BE anuncia proposta para acabar com "a ditadura da grande distribuição"

O coordenador do BE anunciou este sábado que na sequência da última campanha do Pingo Doce vai apresentar no parlamento uma proposta para "clarificar" e "fixar regras" na relação entre as grandes distribuidoras e os produtores.

No final de uma reunião da Mesa Nacional do partido, Francisco Louçã desafiou Alexandre Soares dos Santos, presidente do grupo Jerónimo Martins, a fazer descontos de 50 por cento nos produtos em que o Pingo Doce "tem margens de lucro de 80 e 75 por cento".

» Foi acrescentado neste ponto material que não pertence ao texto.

PR #6429, opened 2024-10-18
Omit users on the Contributions Only checkout from the coverTransactionCost test

GHaberis:

We have a  "Contributions Only" checkout flow for some countries: eg. https://support.theguardian.com/int/contribute?country=OM

We shouldn't be bucketing users on this "Contributions Only" checkout flow in the `coverTransactionCost` A/B/C test because this checkout doesn't show the one-time choice cards component on the checkout page, which means we users allocated to `variantB` will never see the cover transaction component as it sits in this component.


paul-daniel-dempsey (approved):
Ah, sorry I missed that, thanks George.

GHaberis:
> Ah, sorry I missed that, thanks George.

It's OK, we had it set up like this on the original test too but it wasn't an issue for that test as we'd positioned the cover transaction component at the bottom, so it appeared correctly for the `variant` on this flow too.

"Quero deixar um desafio ao senhor Soares dos Santos: se ele quer ser levado a sério pelas pessoas que sabem quanto lhes custa pagar aquilo que é essencial para a alimentação dos seus filhos e dos seus, pois então que faça um desconto de 50 por cento em todos aqueles produtos em que já sabemos que ele tem margens de lucro de 80 ou de 75 por cento", disse.

O líder bloquista defendeu que é preciso acabar com "margens de 75 e 80 por cento" que permitiram "fazer demagogia com promoções por um dia": "Nesses bens, onde a margem é tão grande, então ele que faça 365 dias por ano esse desconto de 50 por cento com o qual está tão confortável para pessoas que vivem com tantas dificuldades".

Louçã revelou depois que o BE irá reapresentar na Assembleia da República um projeto de lei "que já apresentou no passado para fixar margens, regras e contratos entre os distribuidores e produtores e para proteger produtos essenciais".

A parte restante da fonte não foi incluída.